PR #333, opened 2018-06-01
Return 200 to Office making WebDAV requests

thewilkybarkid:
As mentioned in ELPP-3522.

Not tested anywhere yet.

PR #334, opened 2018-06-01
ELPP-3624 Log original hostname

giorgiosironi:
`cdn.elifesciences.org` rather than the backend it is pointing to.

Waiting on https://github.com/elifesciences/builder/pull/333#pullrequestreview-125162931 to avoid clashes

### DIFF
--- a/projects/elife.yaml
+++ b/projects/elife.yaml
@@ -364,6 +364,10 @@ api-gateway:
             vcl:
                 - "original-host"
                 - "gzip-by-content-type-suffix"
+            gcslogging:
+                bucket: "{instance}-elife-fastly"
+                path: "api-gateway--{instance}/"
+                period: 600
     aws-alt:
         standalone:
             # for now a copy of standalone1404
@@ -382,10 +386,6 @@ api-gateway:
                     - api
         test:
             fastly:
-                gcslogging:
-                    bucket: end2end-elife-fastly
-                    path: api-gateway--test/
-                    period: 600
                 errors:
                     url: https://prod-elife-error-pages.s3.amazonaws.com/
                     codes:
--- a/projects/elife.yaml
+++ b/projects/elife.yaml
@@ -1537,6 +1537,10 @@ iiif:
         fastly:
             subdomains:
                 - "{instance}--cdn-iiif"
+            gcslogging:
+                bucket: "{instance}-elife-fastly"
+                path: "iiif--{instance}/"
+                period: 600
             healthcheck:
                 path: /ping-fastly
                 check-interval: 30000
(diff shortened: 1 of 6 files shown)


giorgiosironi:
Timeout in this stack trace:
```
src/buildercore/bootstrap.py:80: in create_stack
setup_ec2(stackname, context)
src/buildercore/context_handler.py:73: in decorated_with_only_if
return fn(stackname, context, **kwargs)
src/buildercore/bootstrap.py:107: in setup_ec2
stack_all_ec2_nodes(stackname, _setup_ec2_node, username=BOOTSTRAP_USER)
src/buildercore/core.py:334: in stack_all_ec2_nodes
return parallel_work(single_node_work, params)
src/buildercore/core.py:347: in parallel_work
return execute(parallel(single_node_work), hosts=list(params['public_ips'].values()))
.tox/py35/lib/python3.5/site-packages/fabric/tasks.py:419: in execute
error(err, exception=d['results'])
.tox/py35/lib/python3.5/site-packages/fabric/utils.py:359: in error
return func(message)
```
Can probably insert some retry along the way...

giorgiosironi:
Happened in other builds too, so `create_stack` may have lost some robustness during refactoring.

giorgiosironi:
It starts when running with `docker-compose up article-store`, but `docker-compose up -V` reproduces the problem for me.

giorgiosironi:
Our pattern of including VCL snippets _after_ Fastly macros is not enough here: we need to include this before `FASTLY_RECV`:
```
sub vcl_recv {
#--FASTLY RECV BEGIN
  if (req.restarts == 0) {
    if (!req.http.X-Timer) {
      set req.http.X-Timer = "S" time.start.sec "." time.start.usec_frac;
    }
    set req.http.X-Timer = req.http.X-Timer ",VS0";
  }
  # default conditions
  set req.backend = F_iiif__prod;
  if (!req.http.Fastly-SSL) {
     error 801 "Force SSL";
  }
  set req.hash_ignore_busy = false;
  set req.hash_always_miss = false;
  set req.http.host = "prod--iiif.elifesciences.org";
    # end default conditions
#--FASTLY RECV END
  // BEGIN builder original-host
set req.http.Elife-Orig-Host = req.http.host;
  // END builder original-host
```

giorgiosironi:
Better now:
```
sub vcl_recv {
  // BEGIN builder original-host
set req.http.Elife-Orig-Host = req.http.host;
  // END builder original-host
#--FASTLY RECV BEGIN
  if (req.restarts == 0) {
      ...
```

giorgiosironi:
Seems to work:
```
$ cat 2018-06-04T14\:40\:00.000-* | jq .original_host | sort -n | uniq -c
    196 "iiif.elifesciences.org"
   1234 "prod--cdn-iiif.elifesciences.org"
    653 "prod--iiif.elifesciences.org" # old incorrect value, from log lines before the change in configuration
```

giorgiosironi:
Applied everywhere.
=-=-=
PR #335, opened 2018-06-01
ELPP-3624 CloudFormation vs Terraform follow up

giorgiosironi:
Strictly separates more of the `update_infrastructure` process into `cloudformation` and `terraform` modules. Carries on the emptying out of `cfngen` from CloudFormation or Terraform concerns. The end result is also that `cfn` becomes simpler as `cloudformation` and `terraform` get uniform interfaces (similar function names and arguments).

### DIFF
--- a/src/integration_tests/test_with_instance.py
=-=-=
Copy out every line in the records where the word "ELPP" is found.

As mentioned in ELPP-3522.
ELPP-3624 Log original hostname
ELPP-3624 CloudFormation vs Terraform follow up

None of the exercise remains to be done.